■ Work task
Copy out every line of the data that has the word "left" somewhere in it.

[Provided information Boundary: Start]

PR #4795, opened 2023-10-04
Support dynamic paths for put and cut op

### LINKED ISSUE #4555: Zed shorthand to create a record field name from string
At the time of the filing of this issue, Zed is at commit 1874aeb.

The attached [scan.json.gz](https://github.com/brimdata/zed/files/11348260/scan.json.gz) is a trimmed [masscan](https://github.com/robertdavidgraham/masscan) report of the kind referenced in [this tweet](https://twitter.com/acut3hack/status/1648346514467463169). The `jq` example shown there formats it thusly:

```
$ jq --version
jq-1.6

$ jq 'reduce .[] as $e ({}; . + { ($e.ip): (.[$e.ip] + $e.ports) })' scan.json 
{
  "192.168.5.53": [
    {
      "port": 515,
      "proto": "tcp",
      "status": "open",
      "reason": "syn-ack",
      "ttl": 64
    },
    {
      "port": 21,
      "proto": "tcp",
      "status": "open",
      "reason": "syn-ack",
      "ttl": 64
    }
  ],
  "192.168.5.49": [
    {
      "port": 49152,
      "proto": "tcp",
      "status": "open",
      "reason": "syn-ack",
      "ttl": 64
    },
    {
      "port": 3401,
      "proto": "tcp",
      "status": "open",
      "reason": "syn-ack",
      "ttl": 64
    }
  ]
}
```

The cleanest Zed I thought of that outputs something _close_ to that is:

```
$ zq -version
Version: v1.7.0-48-g1874aeb4

$ zq -Z 'over this | ports:=collect(ports[0]) by ip' scan.json 
{
    ip: "192.168.5.53",
    ports: [
        {
            port: 515,
            proto: "tcp",
            status: "open",
            reason: "syn-ack",
            ttl: 64
        },
        {
            port: 21,
            proto: "tcp",
            status: "open",
            reason: "syn-ack",
            ttl: 64
        }
    ]
}
{
    ip: "192.168.5.49",
    ports: [
        {
            port: 49152,
            proto: "tcp",
            status: "open",
            reason: "syn-ack",
            ttl: 64
        },
        {
            port: 3401,
            proto: "tcp",
            status: "open",
            reason: "syn-ack",
            ttl: 64
        }
    ]
}
```

However, notice in this case that we've got named fields `ip` and `ports` whereas in the `jq` example the IP address string was used as an object key with the value being the array of port data. If a user wanted to get the exact same output `jq` was producing, the best approach the team came up with is:

```
$ zq -Z 'over this | ports:=collect(ports[0]) by ip | unflatten([{key:ip,value:ports}])' scan.json 
{
    "192.168.5.53": [
        {
            port: 515,
            proto: "tcp",
            status: "open",
            reason: "syn-ack",
            ttl: 64
        },
        {
            port: 21,
            proto: "tcp",
            status: "open",
            reason: "syn-ack",
            ttl: 64
        }
    ]
}
{
    "192.168.5.49": [
        {
            port: 49152,
            proto: "tcp",
            status: "open",
            reason: "syn-ack",
            ttl: 64
        },
        {
            port: 3401,
            proto: "tcp",
            status: "open",
            reason: "syn-ack",
            ttl: 64
        }
    ]
}
```

(There's actually a subtle difference between this output and what came from `jq`, but that's further explored in #4565.)

This idiom of `collect()` + `unflatten()` has come up a few times before (example: #4332) and I'm starting to see why: `unflatten([{key:...,value:...}])` is the only way I can see to create new field/value pairs in records where the field name is based on a string that's been programmatically generated within the Zed pipeline. It therefore seems like we could benefit from some shorthand that would achieve the same. I'm at a loss for what precisely to propose, but I sense it would be something like the [indexing](https://zed.brimdata.io/docs/language/expressions#indexing) syntax but usable on in "left hand" contexts. For instance, when hacking at this, things I tried in vain hoping they might work included:

```
$ zq -Z 'over this | ports:=collect(ports[0]) by ip | yield {under(ip):ports}' scan.json 
zq: error parsing Zed at column 58:
over this | ports:=collect(ports[0]) by ip | yield {under(ip):ports}
                                                     === ^ ===

$ zq -Z 'over this | ports:=collect(ports[0]) by ip | put this[ip]:=ports' scan.json 
illegal left-hand side of assignment

$ zq -Z 'over this | ports:=collect(ports[0]) by ip | rename this[ip]:=ports' scan.json 
'rename' requires explicit field references
```

mattnibs:
Fixes #4555

### DIFF
--- a/compiler/kernel/expr.go
+++ b/compiler/kernel/expr.go
@@ -263,15 +263,41 @@ func (b *Builder) compileDotExpr(dot *dag.Dot) (expr.Evaluator, error) {
 	return expr.NewDotExpr(b.zctx(), record, dot.RHS), nil
 }
 
-func compileLval(e dag.Expr) (field.Path, error) {
-	if this, ok := e.(*dag.This); ok {
-		return field.Path(this.Path), nil
+func (b *Builder) compileLval(e dag.Expr) (*expr.Lval, error) {
+	switch e := e.(type) {
+	case *dag.BinaryExpr:
+		if e.Op != "[" {
+			return nil, fmt.Errorf("internal error: invalid lval %#v", e)
+		}
+		lhs, err := b.compileLval(e.LHS)
+		if err != nil {
+			return nil, err
+		}
+		rhs, err := b.compileExpr(e.RHS)
+		if err != nil {
+			return nil, err
+		}
+		lhs.Elems = append(lhs.Elems, expr.NewExprLvalElem(b.zctx(), rhs))
+		return lhs, nil
+	case *dag.Dot:
+		lhs, err := b.compileLval(e.LHS)
+		if err != nil {
+			return nil, err
+		}
+		lhs.Elems = append(lhs.Elems, &expr.StaticLvalElem{Name: e.RHS})
+		return lhs, nil
+	case *dag.This:
+		var elems []expr.LvalElem
+		for _, elem := range e.Path {
+			elems = append(elems, &expr.StaticLvalElem{Name: elem})
+		}
+		return expr.NewLval(elems), nil
 	}
-	return nil, errors.New("invalid expression on lhs of assignment")
+	return nil, fmt.Errorf("internal error: invalid lval %#v", e)
 }
 
 func (b *Builder) compileAssignment(node *dag.Assignment) (expr.Assignment, error) {
-	lhs, err := compileLval(node.LHS)
+	lhs, err := b.compileLval(node.LHS)
 	if err != nil {
 		return expr.Assignment{}, err
 	}
--- a/compiler/kernel/groupby.go
+++ b/compiler/kernel/groupby.go
@@ -44,12 +44,12 @@ func (b *Builder) compileAggAssignment(assignment dag.Assignment) (field.Path, *
 	if !ok {
 		return nil, nil, errors.New("aggregator is not an aggregation expression")
 	}
-	lhs, err := compileLval(assignment.LHS)
-	if err != nil {
-		return nil, nil, fmt.Errorf("lhs of aggregation: %w", err)
+	this, ok := assignment.LHS.(*dag.This)
+	if !ok {
+		return nil, nil, fmt.Errorf("internal error: aggregator assignment LHS is not a static path: %#v", assignment.LHS)
 	}
 	m, err := b.compileAgg(aggAST)
-	return lhs, m, err
+	return this.Path, m, err
 }
 
 func (b *Builder) compileAgg(agg *dag.Agg) (*expr.Aggregator, error) {
--- a/compiler/kernel/op.go
+++ b/compiler/kernel/op.go
@@ -109,10 +109,7 @@ func (b *Builder) compileLeaf(o dag.Op, parent zbuf.Puller) (zbuf.Puller, error)
 			return nil, err
 		}
 		lhs, rhs := splitAssignments(assignments)
-		cutter, err := expr.NewCutter(b.octx.Zctx, lhs, rhs)
-		if err != nil {
-			return nil, err
-		}
+		cutter := expr.NewCutter(b.octx.Zctx, lhs, rhs)
 		if v.Quiet {
 			cutter.Quiet()
 		}
@@ -174,36 +171,13 @@ func (b *Builder) compileLeaf(o dag.Op, parent zbuf.Puller) (zbuf.Puller, error)
 		if err != nil {
 			return nil, err
 		}
-		putter, err := expr.NewPutter(b.octx.Zctx, clauses)
-		if err != nil {
-			return nil, err
-		}
+		putter := expr.NewPutter(b.octx.Zctx, clauses)
 		return op.NewApplier(b.octx, parent, putter), nil
 	case *dag.Rename:
 		var srcs, dsts field.List
-		for _, fa := range v.Args {
-			dst, err := compileLval(fa.LHS)
-			if err != nil {
-				return nil, err
-			}
-			// We call CompileLval on the RHS because renames are
-			// restricted to dotted field name expressions.
-			src, err := compileLval(fa.RHS)
-			if err != nil {
-				return nil, err
-			}
-			if len(dst) != len(src) {
-				return nil, fmt.Errorf("cannot rename %s to %s", src, dst)
-			}
-			// Check that the prefixes match and, if not, report first place
-			// that they don't.
-			for i := 0; i <= len(src)-2; i++ {
-				if src[i] != dst[i] {
-					return nil, fmt.Errorf("cannot rename %s to %s (differ in %s vs %s)", src, dst, src[i], dst[i])
-				}
-			}
-			dsts = append(dsts, dst)
-			srcs = append(srcs, src)
+		for _, a := range v.Args {
+			dsts = append(dsts, a.LHS.(*dag.This).Path)
+			srcs = append(srcs, a.RHS.(*dag.This).Path)
 		}
 		renamer := expr.NewRenamer(b.octx.Zctx, srcs, dsts)
 		return op.NewApplier(b.octx, parent, renamer), nil
@@ -388,9 +362,9 @@ func (b *Builder) compileAssignments(assignments []dag.Assignment) ([]expr.Assig
 	return keys, nil
 }
 
-func splitAssignments(assignments []expr.Assignment) (field.List, []expr.Evaluator) {
+func splitAssignments(assignments []expr.Assignment) ([]*expr.Lval, []expr.Evaluator) {
 	n := len(assignments)
-	lhs := make(field.List, 0, n)
+	lhs := make([]*expr.Lval, 0, n)
 	rhs := make([]expr.Evaluator, 0, n)
 	for _, a := range assignments {
 		lhs = append(lhs, a.LHS)
--- a/compiler/semantic/expr.go
+++ b/compiler/semantic/expr.go
@@ -507,10 +507,10 @@ func (a *analyzer) semExprs(in []ast.Expr) ([]dag.Expr, error) {
 	return exprs, nil
 }
 
-func (a *analyzer) semAssignments(assignments []ast.Assignment, summarize bool) ([]dag.Assignment, error) {
+func (a *analyzer) semAssignments(assignments []ast.Assignment) ([]dag.Assignment, error) {
 	out := make([]dag.Assignment, 0, len(assignments))
 	for _, e := range assignments {
-		a, err := a.semAssignment(e, summarize)
+		a, err := a.semAssignment(e)
 		if err != nil {
 			return nil, err
 		}
@@ -519,64 +519,69 @@ func (a *analyzer) semAssignments(assignments []ast.Assignment, summarize bool) 
 	return out, nil
 }
 
-func (a *analyzer) semAssignment(assign ast.Assignment, summarize bool) (dag.Assignment, error) {
+func (a *analyzer) semAssignment(assign ast.Assignment) (dag.Assignment, error) {
 	rhs, err := a.semExpr(assign.RHS)
 	if err != nil {
-		return dag.Assignment{}, fmt.Errorf("rhs of assignment expression: %w", err)
-	}
-	if _, ok := rhs.(*dag.Agg); ok {
-		summarize = true
+		return dag.Assignment{}, fmt.Errorf("right-hand side of assignment: %w", err)
 	}
 	var lhs dag.Expr
-	if assign.LHS != nil {
-		lhs, err = a.semExpr(assign.LHS)
+	if assign.LHS == nil {
+		path, err := deriveLHSPath(rhs)
 		if err != nil {
-			return dag.Assignment{}, fmt.Errorf("lhs of assigment expression: %w", err)
+			return dag.Assignment{}, err
 		}
-	} else if call, ok := assign.RHS.(*ast.Call); ok {
-		path := []string{call.Name}
-		switch call.Name {
+		lhs = &dag.This{Kind: "This", Path: path}
+	} else if lhs, err = a.semExpr(assign.LHS); err != nil {
+		return dag.Assignment{}, fmt.Errorf("left-hand side of assignment: %w", err)
+	}
+	if !isLval(lhs) {
+		return dag.Assignment{}, errors.New("illegal left-hand side of assignment")
+	}
+	if this, ok := lhs.(*dag.This); ok && len(this.Path) == 0 {
+		return dag.Assignment{}, errors.New("cannot assign to 'this'")
+	}
+	return dag.Assignment{Kind: "Assignment", LHS: lhs, RHS: rhs}, nil
+}
+
+func isLval(e dag.Expr) bool {
+	switch e := e.(type) {
+	case *dag.BinaryExpr:
+		return e.Op == "[" && isLval(e.LHS)
+	case *dag.Dot:
+		return isLval(e.LHS)
+	case *dag.This:
+		return true
+	}
+	return false
+}
+
+func deriveLHSPath(rhs dag.Expr) ([]string, error) {
+	var path []string
+	switch rhs := rhs.(type) {
+	case *dag.Call:
+		path = []string{rhs.Name}
+		switch rhs.Name {
 		case "every":
 			// If LHS is nil and the call is every() make the LHS field ts since
 			// field ts assumed with every.
 			path = []string{"ts"}
 		case "quiet":
-			if len(call.Args) > 0 {
-				if p, ok := rhs.(*dag.Call).Args[0].(*dag.This); ok {
-					path = p.Path
+			if len(rhs.Args) > 0 {
+				if this, ok := rhs.Args[0].(*dag.This); ok {
+					path = this.Path
 				}
 			}
 		}
-		lhs = &dag.This{Kind: "This", Path: path}
-	} else if agg, ok := assign.RHS.(*ast.Agg); ok {
-		lhs = &dag.This{Kind: "This", Path: []string{agg.Name}}
-	} else if v, ok := rhs.(*dag.Var); ok {
-		lhs = &dag.This{Kind: "This", Path: []string{v.Name}}
-	} else {
-		lhs, err = a.semExpr(assign.RHS)
-		if err != nil {
-			return dag.Assignment{}, errors.New("assignment name could not be inferred from rhs expression")
-		}
+	case *dag.Agg:
+		path = []string{rhs.Name}
+	case *dag.Var:
+		path = []string{rhs.Name}
+	case *dag.This:
+		path = rhs.Path
+	default:
+		return nil, errors.New("cannot infer field from expression")
 	}
-	if summarize {
-		// Summarize always outputs its results as new records of "this"
-		// so if we have an "as" that overrides "this", we just
-		// convert it back to a local this.
-		if dot, ok := lhs.(*dag.Dot); ok {
-			if v, ok := dot.LHS.(*dag.Var); ok && v.Name == "this" {
-				lhs = &dag.This{Kind: "This", Path: []string{dot.RHS}}
-			}
-		}
-	}
-	// Make sure we have a valid lval for lhs.
-	this, ok := lhs.(*dag.This)
-	if !ok {
-		return dag.Assignment{}, errors.New("illegal left-hand side of assignment")
-	}
-	if len(this.Path) == 0 {
-		return dag.Assignment{}, errors.New("cannot assign to 'this'")
-	}
-	return dag.Assignment{Kind: "Assignment", LHS: lhs, RHS: rhs}, nil
+	return path, nil
 }
 
 func (a *analyzer) semFields(exprs []ast.Expr) ([]dag.Expr, error) {
--- a/compiler/semantic/op.go
+++ b/compiler/semantic/op.go
@@ -15,6 +15,7 @@ import (
 	"github.com/brimdata/zed/pkg/field"
 	"github.com/brimdata/zed/pkg/plural"
 	"github.com/brimdata/zed/pkg/reglob"
+	"github.com/brimdata/zed/runtime/expr"
 	"github.com/brimdata/zed/runtime/expr/function"
 	"github.com/brimdata/zed/zson"
 	"github.com/segmentio/ksuid"
@@ -410,18 +411,24 @@ func (a *analyzer) semOp(o ast.Op, seq dag.Seq) (dag.Seq, error) {
 	case *ast.From:
 		return a.semFrom(o, seq)
 	case *ast.Summarize:
-		keys, err := a.semAssignments(o.Keys, true)
+		keys, err := a.semAssignments(o.Keys)
 		if err != nil {
 			return nil, err
+		}
+		if assignmentHasDynamicLHS(keys) {
+			return nil, errors.New("summarize: key output field must be static")
 		}
 		if len(keys) == 0 && len(o.Aggs) == 1 {
 			if seq := a.singletonAgg(o.Aggs[0], seq); seq != nil {
 				return seq, nil
 			}
 		}
-		aggs, err := a.semAssignments(o.Aggs, true)
+		aggs, err := a.semAssignments(o.Aggs)
 		if err != nil {
 			return nil, err
+		}
+		if assignmentHasDynamicLHS(aggs) {
+			return nil, errors.New("summarize: aggregate output field must be static")
 		}
 		// Note: InputSortDir is copied in here but it's not meaningful
 		// coming from a parser AST, only from a worker using the kernel DSL,
@@ -497,9 +504,19 @@ func (a *analyzer) semOp(o ast.Op, seq dag.Seq) (dag.Seq, error) {
 	case *ast.Shape:
 		return append(seq, &dag.Shape{Kind: "Shape"}), nil
 	case *ast.Cut:
-		assignments, err := a.semAssignments(o.Args, false)
+		assignments, err := a.semAssignments(o.Args)
 		if err != nil {
 			return nil, err
+		}
+		// Collect static paths so we can check on what is available.
+		var fields field.List
+		for _, a := range assignments {
+			if this, ok := a.LHS.(*dag.This); ok {
+				fields = append(fields, this.Path)
+			}
+		}
+		if _, err = zed.NewRecordBuilder(a.zctx, fields); err != nil {
+			return nil, fmt.Errorf("cut: %w", err)
 		}
 		return append(seq, &dag.Cut{
 			Kind: "Cut",
@@ -596,9 +613,19 @@ func (a *analyzer) semOp(o ast.Op, seq dag.Seq) (dag.Seq, error) {
 			Limit: o.Limit,
 		}), nil
 	case *ast.Put:
-		assignments, err := a.semAssignments(o.Args, false)
+		assignments, err := a.semAssignments(o.Args)
 		if err != nil {
 			return nil, err
+		}
+		// We can do collision checking on static paths, so check what we can.
+		var fields field.List
+		for _, a := range assignments {
+			if this, ok := a.LHS.(*dag.This); ok {
+				fields = append(fields, this.Path)
+			}
+		}
+		if err := expr.CheckPutFields(fields); err != nil {
+			return nil, fmt.Errorf("put: %w", err)
 		}
 		return append(seq, &dag.Put{
 			Kind: "Put",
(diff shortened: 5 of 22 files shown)


philrz:
As a sign that we're on the right track, here's verification that this branch at commit 271bb18 seems to be addressing the use case laid out in #4555. As shown there, creating a new record field with a name derived from a string value required me to use a record literal + `unflatten()` idiom, which I've never found super intuitive.

```
$ zq -Z 'over this | ports:=collect(ports[0]) by ip | unflatten([{key:ip,value:ports}])' scan.json | tee 1
{
    "192.168.5.53": [
        {
            port: 515,
            proto: "tcp",
            status: "open",
            reason: "syn-ack",
            ttl: 64
        },
        {
            port: 21,
            proto: "tcp",
            status: "open",
            reason: "syn-ack",
            ttl: 64
        }
    ]
}
{
    "192.168.5.49": [
        {
            port: 49152,
            proto: "tcp",
            status: "open",
            reason: "syn-ack",
            ttl: 64
        },
        {
            port: 3401,
            proto: "tcp",
            status: "open",
            reason: "syn-ack",
            ttl: 64
        }
    ]
}
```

[Provided information Boundary: End]

■ Reply to the task
This idiom of `collect()` + `unflatten()` has come up a few times before (example: #4332) and I'm starting to see why: `unflatten([{key:...,value:...}])` is the only way I can see to create new field/value pairs in records where the field name is based on a string that's been programmatically generated within the Zed pipeline. It therefore seems like we could benefit from some shorthand that would achieve the same. I'm at a loss for what precisely to propose, but I sense it would be something like the [indexing](https://zed.brimdata.io/docs/language/expressions#indexing) syntax but usable on in "left hand" contexts. For instance, when hacking at this, things I tried in vain hoping they might work included:
illegal left-hand side of assignment
+		return dag.Assignment{}, fmt.Errorf("left-hand side of assignment: %w", err)
+		return dag.Assignment{}, errors.New("illegal left-hand side of assignment")
-		return dag.Assignment{}, errors.New("illegal left-hand side of assignment")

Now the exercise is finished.